Background
CO2 is a common agent for facilitating enhanced oil recovery (EOR), and the lessons from CO2-EOR can be directly applied to large-scale CO2 injection for long-term storage. While CO2 is effective in displacing oil to improve oil recovery, CO2 has high mobility which causes the CO2 to preferentially travel through high permeability zones in heterogeneous formations. Injecting the CO2 as a foam (CO2 bubbles stabilized in water with the use of a surfactant) will reduce the CO2 mobility by increasing the apparent viscosity; ensuring that the CO2 is diverted from the from high-permeability streaks such as fractures. In terms of storage, increasing the reservoir sweep will reduce the movement of CO2 to potential leakage points. The purpose of this project was to generate CO2 foam and measure its flow performance in two types of formations, at relevant reservoir temperatures and pressures.
Approach
Two experimental phases were proposed to successfully execute this internal research program. Phase 1, led by UT, consisted of a bench-scale evaluation of CO2 foams, including surfactant selection, high-temperature and high-pressure foam stability testing, and the evaluation of foam mobility in fractured cores. Phase 2, led by SwRI, consisted of the design and evaluation of heterogeneous sand-pack simulating fractured cores and lab-scale foam mobility evaluations. Figure 1 shows both setups and their corresponding porous media. In both phases, key thermophysical and transport properties were measured to generate a direct comparison of foam properties across scales.
Accomplishments
Over the course of the project, foam stability experiments were conducted by UT, and four surfactants were evaluated at both room temperature and atmospheric pressure, as well as at the reservoir conditions of 150°C and 1,200 psi.
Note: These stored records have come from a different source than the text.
PR #2076, opened 2024-02-09
Schema demo tweaks

pleek91:
# Description
Just a few layout tweaks from things I noticed while doing a demo for the engineering update that I don't wanna forget over the weekend.


collincchoy (approved):
makes sense to me

PR #2080, opened 2024-02-12
Old work queue pages use work queue status

collincchoy:
The old work queue (pre- workers/work pools) pages are still using work queue health instead of the new status. This PR updates so that they use the new status if the flag is on. 

| **Before** | **After** |
| ---- | ---- |
| image | image |
| image | image |


zhen0 (approved):
Thanks @collincchoy

src/components/WorkQueueStatusBadge.vue
```diff
@@ -1,28 +1,36 @@
...
+  const can = useCan()
+
   const workQueueName = computed(() => props.workQueue.name)
   const workQueueId = computed(() => props.workQueue.id)
   const { workQueueStatus } = useWorkQueueStatus(workQueueId)
   const healthy = computed(() => workQueueStatus.value?.healthy)
 
   const label = computed(() => {
+    if (can.access.workQueueStatus) {
+      return { 'ready': 'Ready', 'not_ready': 'Not Ready', 'paused': 'Paused' }[props.workQueue.status]
```
znicholasbrown, line 31: This is weird but I'm guessing it's in lieu of more formal mapping for an otherwise deprecated set of components?

znicholasbrown (approved):

src/components/WorkQueueStatusBadge.vue
collincchoy: yea here's to hoping this file gets deleted before anyone looks at it again 🙈

Issue #1977, opened 2023-12-29
Ensure all content on flowrun dashboard card wraps


WillRaphaelson:
![image](https://github.com/PrefectHQ/prefect-ui-library/assets/26799928/7faa6c51-66ce-4721-8d26-d63a7020451a)

PR #2133, opened 2024-02-23
Design: Update StateListItem.vue

aaazzam:
In #1977 @WillRaphaelson reports that StateListItem cards do not properly wrap. 

It appears some fix has been done to address this, but still possess a small paper cut:
Screenshot 2024-02-23 at 4 38 14 PM

Our use of tag groups almost always collapses tags to a "+N" indicator in the presence of a large title. The collapsed tag group can't be interacted with, and so in the presence of a large title we basically present a count of tags, which is pretty useless IMO. 

This PR simply hides overflow from a shrunken tag container on the state list item. 
Screenshot 2024-02-23 at 4 37 56 PM

This will be revisited in a future PR to prefect-design, to make tag-group "+N" indicators interactable.

### DIFF
--- a/src/components/StateListItem.vue
+++ b/src/components/StateListItem.vue
@@ -178,6 +178,7 @@
 
 .state-list-item__tags { @apply
   min-w-0
+  overflow-hidden
   grow;
 
   grid-area: tags;


brandonreid:
Thanks for flagging this and throwing down a quick fix! I riffed on this PR to instead allow text to wrap: https://github.com/PrefectHQ/prefect-ui-library/pull/2136

PR #2136, opened 2024-02-26
prevent overflowing tags

brandonreid:
This is a riff on @aaazzam 's [PR](https://github.com/PrefectHQ/prefect-ui-library/pull/2133/files). Here instead of allowing tags to overflow, which can sort of half way happen at times and prevents the user from at least hovering the tags to see what they are (not an amazing experience, granted). This removes some unneeded styles which allows long run names to wrap. The ellipsis styles that were there weren't working anyway, so now the full run name can be visible too.

Screenshot 2024-02-26 at 7 59 26 AM

Thanks for attacking these UI issues @aaazzam

### DIFF
--- a/src/components/StateListItem.vue
+++ b/src/components/StateListItem.vue
@@ -134,7 +134,7 @@
 .state-list-item__top-section { @apply
   grid
   w-full
-  items-center
+  items-start
   gap-2;
 
   grid-template-columns: 1fr auto;
--- a/src/components/StateListItem.vue
+++ b/src/components/StateListItem.vue
@@ -153,12 +153,7 @@
 
 .state-list-item__name { @apply
   text-base
-  text-subdued
-  shrink-0
-  whitespace-nowrap
-  grow-0
-  text-ellipsis
-  overflow-hidden;
+  text-subdued;
 
   grid-area: name;
 }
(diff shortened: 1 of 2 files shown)


brandonreid:
@aaazzam I actually forgot to push some code here, so it's actually just removing a lot of borked styles, same outcome though. I'll hit up that tooltip real quick, good lookin out.

brandonreid:
For posterity. Tooltip PR in prefect-design: https://github.com/PrefectHQ/prefect-design/pull/1124

src/components/StateListItem.vue
```diff
@@ -153,12 +153,7 @@
 
 .state-list-item__name { @apply
   text-base
-  text-subdued
-  shrink-0
-  whitespace-nowrap
-  grow-0
-  text-ellipsis
-  overflow-hidden;
+  text-subdued;
```
znicholasbrown, line 156: If we're allowing wrapping here we should align anything else on the line to the top of the bounding box; as it is right now, tags will align to the middle of the content instead, which breaks scanning expectations (see your screenshot for a minor example of this)

brandonreid: Good call. Here's an updated screenshot:

image

brandonreid: Alignment when it's not wrapping:

image

znicholasbrown (approved):

PR #2143, opened 2024-02-29
Feature: Flow run graph with artifacts

brandonreid:
Neccesary updates to support the latest version of the graphs repo with Artifacts selection.

https://github.com/PrefectHQ/prefect-ui-library/assets/6776415/927069fb-115d-43d4-90e0-e6526118e546

Note: Nebula and OSS changes will be required. I'll make sure those PR's are fully prepped for this one before merging.


src/components/FlowRunGraphPopover.vue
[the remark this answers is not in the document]
pleek91: `p-popover` allows you to pass in whatever position you would like. So if you wanted to use `p-popover` hmu and I can show you how.

src/components/FlowRunGraphPopover.vue
```diff
@@ -0,0 +1,64 @@
...
+    setTimeout(() => {
+      document.addEventListener('click', eventHandler)
+      document.addEventListener('focusin', eventHandler)
+    }, 0)
+  })
+
+  onUnmounted(() => {
+    document.removeEventListener('click', eventHandler)
+    document.removeEventListener('focusin', eventHandler)
+  })
```
pleek91, line 38: You could use [`useGlobalEventListener`](https://github.com/prefecthq/vue-compositions/tree/main/src/useGlobalEventListener) for this so you don't have to manager the lifecycle

src/components/FlowRunGraphPopover.vue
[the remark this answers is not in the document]
brandonreid: the-benchwarmers-dang-it

src/components/FlowRunGraphSelectionPanel.vue
```diff
@@ -1,31 +1,36 @@
...
 
-  defineProps<{
-    node: NodeSelection | null,
+  const props = defineProps<{
+    selection: GraphItemSelection | null,
   }>()
 
+  const isSelectionTaskOrFlow = computed(() => {
+    return props.selection && isNodeSelection(props.selection)
+  })
```
pleek91, line 26: Seems like this condition should probably be external to this component. Probably don't even need to mount this component unless there is a selection and its is type `NodeSelection`.

src/components/FlowRunGraphArtifactsPopover.vue
```diff
@@ -0,0 +1,63 @@
...
+    'update:selection': [null],
+  }>()
+
+  const artifactsSelection = computed(() => {
+    if (props.selection && isArtifactsSelection(props.selection)) {
+      return props.selection
+    }
+
+    return null
+  })
```
pleek91, line 38: Same thought here about this component only accepting an ArtifactsSelection rather than a GraphItemSelection. 

You might want a wrapper component that accepts a selection | null and then mounts the appropriate popover component depending on what type of selection there is.

src/components/FlowRunGraphArtifactDrawer.vue
```diff
@@ -0,0 +1,113 @@
+<template>
+  <p-drawer
+    class="flow-run-graph-artifact-drawer"
+    :open="artifactId !== null"
+    placement="right"
+    @update:open="close"
+  >
+    <template v-if="artifactId && artifact">
```
pleek91, line 8: nit: be a little simpler to just check for `artifact` and then use `artifact.id` rather than making this block dependent on two variables.

src/components/FlowRunGraphArtifactDrawer.vue
```diff
@@ -0,0 +1,113 @@
...
+      <div class="flow-run-graph-artifact-drawer__header">
+        <div class="flow-run-graph-artifact-drawer__details">
+          <div v-if="artifact.key">
+            <span class="flow-run-graph-artifact-drawer__detail-title">Key</span>
+            <ArtifactKeyIconText :artifact-id="artifactId" />
+          </div>
```
pleek91, line 14: nit: This would make a nice component and that would make this component much easier to grok/read

src/components/FlowRunGraphArtifactCard.vue
```diff
@@ -0,0 +1,25 @@
...
+  import { useArtifact, useWorkspaceRoutes } from '@/compositions'
+
+  const props = defineProps<{
+    artifactId: string,
+  }>()
+
+  const routes = useWorkspaceRoutes()
+
+  const { artifactId } = toRefs(props)
+  const { artifact } = useArtifact(artifactId)
```
pleek91, line 24: nit
```suggestion
  const { artifact } = useArtifact(() => props.artifactId)
```

src/components/FlowRunGraphPopover.vue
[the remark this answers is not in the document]
brandonreid: After some experimentation and back and forth in slack, `p-popover` has some accommodations specific to trigger+popover combos. For now we'll roll with the custom one here, down the line we might hoist some version of this up to `prefect-design` if we see additional needs for non trigger binded popovers.

src/components/FlowRunGraphPopover.vue
brandonreid: I do need my `setTimeout` so it doesn't immediately call `eventHandler`. Curious your take on this, do I...
A. leave it as is.
B. Update useGlobalEventListener to have an option for like `immediate = false`
C. I could manage a flag that's set after the tick and checked in the eventHandler function

src/components/FlowRunGraphPopover.vue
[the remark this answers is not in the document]
brandonreid: This has been updated to use `p-pop-over` after all, just to leverage the screen edge detection and all that. We had to add an invisible dom node to append the pop over too and it was worth it.

pleek91 (approved):

PR #2144, opened 2024-02-29
Schemas: Updated deployment form component

pleek91:
# Description
Adds a `DeploymentFormV2` component that uses the new schema components. This will be implemented in cloud and oss based on the schemas feature flag.


src/components/DeploymentFormV2.vue
pleek91, line 1: This is basically the same as DeploymentForm minus vee-validate and has updated schema components.

src/maps/deployment.ts
```diff
@@ -8,9 +9,10 @@ import { MapFunction } from '@/services/Mapper'
 import { Schema } from '@/types/schemas'
 
 export const mapDeploymentResponseToDeployment: MapFunction<DeploymentResponse, Deployment> = function(source) {
+  const parameters = readonly(source.parameters)
```
pleek91, line 12: I was noticing that the parameters were getting updated somehow. Like `parametersV2` which should be exactly what is returned from the api was being modified by something. By wrapping the parameters in `readonly` that fixed the issue. I was hoping I'd see an error pop up to find out what was modifying them. But no errors. Its strange. But this fixed it and didn't want to waste any more time tracking down what old code was accidentally updating the parameters by an object reference.

src/schemas/components/SchemaFormPropertyInput.vue
```diff
@@ -114,6 +114,7 @@
         property: { ...property.value, type },
         value: value,
         state: props.state,
+        'onUpdate:value': (value) => emit('update:value', value),
```
pleek91, line 117: fixes a bug where the value wasn't being emitted

src/schemas/components/SchemaFormPropertyMenu.vue
```diff
@@ -44,6 +45,10 @@
       return false
     }
 
+    if (isSchemaPropertyType(props.property.type, undefined) && isDefined(props.property.enum)) {
+      return true
+    }
+
```
pleek91, line 51: Fixes an issue where you couldn't switch back to the enum form.

znicholasbrown (approved):
Just 1 comment - I don't think you need to resolve in this PR if I'm correct about the behavior but a user should be able to update the deployment without providing all parameters; those are only required at runtime.

src/components/DeploymentFormV2.vue
```diff
@@ -0,0 +1,165 @@
...
+    (event: 'submit', value: DeploymentUpdateV2): void,
+    (event: 'cancel'): void,
+  }>()
+
+  async function submit(): Promise<void> {
+    if (shouldValidate.value) {
+      try {
+        const valid = (await Promise.all([
+          validate(),
+          validateParameters(),
```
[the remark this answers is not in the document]
pleek91: I don't think so, because on line 100 we're modifying the schema to remove all required properties. Making everything optional. And then we're sending that modified schema to the validation endpoint.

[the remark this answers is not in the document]
znicholasbrown: i was looking for that code and still skipped over it 😮‍💨

PR #2148, opened 2024-03-01
Schemas: Add the ability to use json as entire parameters value

### LINKED ISSUE #12068: Regression in UI: Missing JSON Input Option for Flow Parameters in New Release
### First check

### Bug summary

The latest update to the Prefect UI has removed the ability to input flow parameters as JSON directly, a feature critical to our deployment pipelines. Previously, our workflows utilized the JSON input method extensively for specifying various parameters, but this option is no longer available in the updated UI.

### Reproduction

1.     Navigate to the "Deployments" section for a specific flow.
2.     Attempt to run a flow with parameters that were typically inputted via JSON in the "Parameters" section.
3.     Observe that the option to input parameters as JSON is missing, replaced by individual fields without the ability to add complex JSON objects directly.

### Error

-     The main issue is the absence of the JSON input option in the "Parameters" section of the flow run configuration.
-     No direct console errors related to this issue, but the functionality gap prevents the execution of flows that depend on JSON parameter input.

### Browsers

- [X] Chrome
- [X] Firefox
- [ ] Safari
- [ ] Edge

### Prefect version

_No response_

### Additional context

_No response_

pleek91:
# Description
Adds the ability to use a single json field for all parameters when creating a flow run
image

Closes https://github.com/PrefectHQ/prefect/issues/12068

### DIFF
--- a/src/components/DeploymentFormV2.vue
+++ b/src/components/DeploymentFormV2.vue
@@ -33,9 +33,17 @@
 
     <p-divider />
 
-    <h3 class="deployment-form__heading">
-      {{ localization.info.parameters }}
-    </h3>
+
+    <div class="flow-run-create-form-v2__header">
+      <h3 class="deployment-form__heading">
+        {{ localization.info.parameters }}
+      </h3>
+      <p-icon-button-menu small>
+        <p-overflow-menu-item v-if="kind === 'json'" label="Use form input" @click="kind = 'none'" />
+        <p-overflow-menu-item v-if="kind === 'none'" label="Use JSON input" @click="kind = 'json'" />
+      </p-icon-button-menu>
+    </div>
+
 
     <SchemaInputV2 v-model:values="parameters" :schema="schema" :errors="errors" :kinds="['none', 'json']" />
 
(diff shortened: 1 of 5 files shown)


src/components/DeploymentFormV2.vue
```diff
@@ -96,6 +105,7 @@
   const infrastructureOverrides = ref(stringify(props.deployment.infrastructureOverrides))
   const enforceParameterSchema = ref(props.deployment.enforceParameterSchema)
   const shouldValidateParameters = ref(true)
+  const { kind } = usePrefectKind(parameters)
```
collincchoy, line 108: not new in this PR but huh i was surprised this is intended to be mutated from outside 🤨

collincchoy (approved):

znicholasbrown (approved):

src/components/DeploymentFormV2.vue
pleek91: What do you mean? The `kind` or the `parameters`?

collincchoy: the `kind`. was just surprised seeing that get mutated directly up in the template.

pleek91: gotcha, yeah we don't do it often but its not an uncommon pattern to have a composition return a ref that you can mutate and then based on that mutation the composition does something. In this case its tracking some in memory values for parameters so that when you switch between kinds it remembers what you had before.

PR #2153, opened 2024-03-04
Schemas: Fix properties that default to json missing their default values

pleek91:
# Description
See code comments for explanation of fixes

### DIFF
--- a/src/components/FlowRunCreateFormV2.vue
+++ b/src/components/FlowRunCreateFormV2.vue
@@ -74,6 +74,7 @@
 <script lang="ts" setup>
   import { showToast } from '@prefecthq/prefect-design'
   import { useValidation, useValidationObserver } from '@prefecthq/vue-compositions'
+  import merge from 'lodash.merge'
   import { computed, h, ref } from 'vue'
   import FlowRunCreateFormTags from '@/components/FlowRunCreateFormTags.vue'
   import FlowRunCreateFormWhen from '@/components/FlowRunCreateFormWhen.vue'
@@ -87,7 +88,7 @@
   import { usePrefectKind } from '@/schemas/compositions/usePrefectKind'
   import { useSchemaValidation } from '@/schemas/compositions/useSchemaValidation'
   import { SchemaValues } from '@/schemas/types/schemaValues'
-  import { isEmptyObject, merge } from '@/utilities/object'
+  import { isEmptyObject } from '@/utilities/object'
   import { isRequired } from '@/utilities/validation'
 
   const props = defineProps<{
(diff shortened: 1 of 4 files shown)


src/components/FlowRunCreateFormV2.vue
pleek91, line 1: Was accidentally using the wrong merge function. Probably need to evaluate where we're using this an see if we can remove it to avoid this in the future.

src/schemas/components/SchemaFormPropertyUnknown.vue
```diff
@@ -36,6 +36,17 @@
...
+  if (!isDefined(props.property.enum)) {
+    const valueOrDefaultValue = isDefined(props.value) ? props.value : props.property.default
+
+    const json: PrefectKindJson = {
+      __prefect_kind: 'json',
+      value: asJson(valueOrDefaultValue),
+    }
+
+    emit('update:value', json)
+  }
```
pleek91, line 48: This was happening inside the computed. Which was bad for two reaons
1. Side effects in computed properties 🤮 
2. Caused the timing to be off and would end up getting reset to `null` by a higher component

src/utilities/types.ts
```diff
@@ -11,7 +11,7 @@ export function asType<T extends() => unknown>(value: unknown, type: T): ReturnT
 }
 
 export function asJson(value: unknown): string | undefined {
-  if (isNullish(value)) {
+  if (!isDefined(value)) {
```
pleek91, line 14: `null` is a valid json value so making sure we don't remove it.

src/components/FlowRunCreateFormV2.vue
znicholasbrown: Oof i didn't realize those were different, good catch

znicholasbrown (approved):
approving to keep the work moving but 1 comment that might be blocking

src/schemas/components/SchemaFormPropertyUnknown.vue
```diff
@@ -36,6 +36,17 @@
...
 
+  if (!isDefined(props.property.enum)) {
+    const valueOrDefaultValue = isDefined(props.value) ? props.value : props.property.default
+
+    const json: PrefectKindJson = {
+      __prefect_kind: 'json',
+      value: asJson(valueOrDefaultValue),
+    }
+
+    emit('update:value', json)
```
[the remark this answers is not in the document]
pleek91: Emitting this basically updates the ui to show a json input rather than this unknown component. This is the same as we were doing before just doing it in setup rather than in the computed.

PR #2162, opened 2024-03-05
Enhancement: add flow run graph states layer

brandonreid:
Adds the root flow run graph states layer. This is feature flagged from the API level. The flag is on for staging and off for prod. State events are opt in so the graph will be fine.

What isn't feature flagged is the empty state. So this will go out, I don't think it's worth feature flagging. If no state is added, it will appear like this on a graph with no nodes:
image

Also updates the selection popover to emit when the popover has been dismissed. This way when dismissing the popover by clicking somewhere outside of the graph, the selection is still cleared. One UX nit I'm still facing is when selecting another of the same type (e.g. a state bar is selected and I immediately click another state bar), it clears the selection rather than selecting the next thing I clicked on. This is still an improvement for now and I'll work out how to check for that down the line.

https://github.com/PrefectHQ/prefect-ui-library/assets/6776415/edb3dd5b-66d7-41f9-b466-7ba528a745a6

### DIFF
--- a/src/maps/runGraphData.ts
+++ b/src/maps/runGraphData.ts
@@ -1,5 +1,5 @@
-import { RunGraphData, RunGraphNode, RunGraphArtifact } from '@prefecthq/graphs'
-import { RunGraphDataResponse, RunGraphNodeResponse, RunGraphArtifactResponse } from '@/models/api/RunGraphDataResponse'
+import { RunGraphData, RunGraphNode, RunGraphArtifact, RunGraphStateEvent, StateType } from '@prefecthq/graphs'
+import { RunGraphDataResponse, RunGraphNodeResponse, RunGraphArtifactResponse, RunGraphStateResponse } from '@/models/api/RunGraphDataResponse'
 import { MapFunction } from '@/services/Mapper'
 import { isKnownArtifactType } from '@/types/artifact'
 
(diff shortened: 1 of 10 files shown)


src/maps/runGraphData.ts
```diff
@@ -31,6 +31,15 @@ export const mapRunGraphArtifactResponse: MapFunction<RunGraphArtifactResponse,
   }
 }
 
+export const mapRunGraphStateResponse: MapFunction<RunGraphStateResponse, RunGraphStateEvent> = function(source) {
+  return {
+    id: source.id,
+    timestamp: this.map('string', source.timestamp, 'Date'),
+    type: source.type as StateType,
```
pleek91, line 38: Seems like if this is true the source type should just use this type. Otherwise maybe a mapper is needed?

src/maps/runGraphData.ts
```diff
@@ -41,11 +50,16 @@ export const mapRunGraphDataResponse: MapFunction<RunGraphDataResponse, RunGraph
     return this.map('RunGraphArtifactResponse', artifact, 'RunGraphArtifact')
   }) ?? []
 
+  const states: RunGraphStateEvent[] = source.states?.map(state => {
+    return this.map('RunGraphStateResponse', state, 'RunGraphStateEvent')
+  }) ?? []
```
pleek91, line 55: Can't you just pass the array of states into the mapper and it'll return an array or undefined?

pleek91 (approved):
Two non blocking comments.

PR #2167, opened 2024-03-05
[Flow run infra overrides] Add an input to override job variables during flow run creation (via run deployment)

collincchoy:
This PR adds a new (behind a feature flag) JSON input to both versions of the `FlowRunCreateForm` so that when configuring a custom run of a deployment, a user can pass through JSON to override job variables from both the deployment and its work pool. 

> [!Note]
> The work to make the submitted value actually override and get picked up at runtime is ongoing. This PR is low-effort, enable setting it through the UI (atm this form submission propagates through to the DB). I will be adding this input in 2 other forms where deployment flow runs can be configured in follow-ups. 

New input outlined in pink below:

image


src/components/JobVariableOverridesInput.vue
```diff
@@ -0,0 +1,24 @@
...
+<script setup lang="ts">
+  import JsonInput from '@/components/JsonInput.vue'
+
+  const modelValue = defineModel<string>()
+</script>
+
+<style>
+.job-variable-overrides-input { @apply
+  min-h-[2.5rem]
+  min-w-full
```
collincchoy, line 20: I ported these styles over from the `<DeploymentForm />` tho I can't... for the life of me figure out what these min-h and min-w were for? 

if you know - i'd love to know 🙃

src/components/JobVariableOverridesInput.vue
```diff
@@ -0,0 +1,24 @@
...
+    :min-lines="3"
+    class="job-variable-overrides-input"
+    show-format-button
+  />
+</template>
+
+<script setup lang="ts">
+  import JsonInput from '@/components/JsonInput.vue'
+
+  const modelValue = defineModel<string>()
```
collincchoy, line 14: 🤺

src/components/DeploymentForm.vue
```diff
@@ -56,13 +56,7 @@
         {{ localization.info.infraOverrides }}
       </h3>
       <p-label label="Infrastructure Overrides (Optional)" :message="overrideErrorMessage" :state="overrideState">
```
collincchoy, line 58: I'm gonna probably change the label here to Job Variables soon.

src/components/FlowRunCreateFormV2.vue
```diff
@@ -158,6 +168,7 @@
       },
       name: name.value,
       parameters: parameters.value,
+      jobVariables: jobVariables.value ? JSON.parse(jobVariables.value) : undefined,
```
pleek91, line 171: Should this just be part of the mapper?

src/components/JobVariableOverridesInput.vue
pleek91: Otherwise when you resize you can get into a weird spot.

pleek91: This component is basically what the default should be for a json input. Someday we should fix that lol

pleek91 (approved):

src/components/FlowRunCreateFormV2.vue
collincchoy: It could be. 

tho it might be better here as it being a string is more of an implementation detail of the form that it's in so that it plops into a textarea. maybe if `DeploymentFlowRunCreate` is actually `FlowRunCreateFormValues` and so then a mapper going from `FlowRunCreateFormValues` -> `DeploymentFlowRunCreateRequest` seems sensible to encapsulate the stringifying. 

that gel w/ ur mental model too?

src/components/JobVariableOverridesInput.vue
collincchoy: Ohhhh I think I did my rem math wrong - I see the min-h stopping you from resizing down too small now. 

still not that sure about the min-w-full - feels like it was maybe an artifact from being in some flex container where it wasn't stretching but not sure

pleek91: `min-w-full` might not be needed. Could be leftover from using `resize` initially.

src/components/FlowRunCreateFormV2.vue
pleek91: Both seem logical. Being an implementation detail makes sense too, probably wouldn't of thought about the mapper if I hadn't seen it in both form components. But one of these will go away in a week or so anyway.

PR #2171, opened 2024-03-06
Schemas: Make sure boolean properties default to false

pleek91:
# Description
Make sure that when a boolean property mounts if the value is undefined it automatically sets it to false. Otherwise the value (`undefined`) will be omitted from the validation and flow run create causing validation errors and runtime errors.

### DIFF
--- a/src/schemas/components/SchemaFormPropertyBoolean.vue
+++ b/src/schemas/components/SchemaFormPropertyBoolean.vue
@@ -1,0 +1,27 @@
+<template>
+  <p-toggle v-model="value" :state="state" />
+</template>
+
+<script lang="ts" setup>
+  import { State, isDefined } from '@prefecthq/prefect-design'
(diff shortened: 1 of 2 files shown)


src/schemas/components/SchemaFormPropertyBoolean.vue
```diff
@@ -0,0 +1,27 @@
...
+    value.value = false
+  }
+</script>
+
+<style>
+.schema-form-property-null { @apply
+  text-subdued
+  text-sm
+}
+</style>
```
znicholasbrown, line 27: Seems like this isn't needed

znicholasbrown (approved):

src/schemas/components/SchemaFormPropertyBoolean.vue
pleek91: Thank you! copypasta...

PR #2176, opened 2024-03-06
Enhancement: Graph empty state message

znicholasbrown:
This PR updates the flow run graph component to better account for terminal and non-terminal states. 

Before (regardless of state):
Screenshot 2024-03-06 at 3 38 56 PM

After (non-terminal):
Screenshot 2024-03-06 at 4 28 28 PM

After (terminal):
Screenshot 2024-03-06 at 4 29 09 PM

As flow run and task run lines become blurrier we might trim this language a bit but for now I think this is at least correct


pleek91 (approved):

brandonreid (approved):
:chefs-kiss:

Ty!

These experiments resulted in the generation of a rheological profile of apparent viscosity with increasing foam quality for both rough and smooth fractured cores. There was an increase in apparent viscosity with increasing foam quality, followed by a sharp decline in apparent viscosity, after 90% foam quality. SwRI conducted foaming experiments at 150°C and 1,200 psi to generate the rheological profile of apparent viscosity with increasing foam quality as the foam travels through a lab-scale heterogeneous sand pack. It was observed that the apparent viscosity was significantly higher for the SwRI sand-pack study, as compared to the core flow UT testing, and there was a trend of decreasing apparent viscosity with increasing foam quality.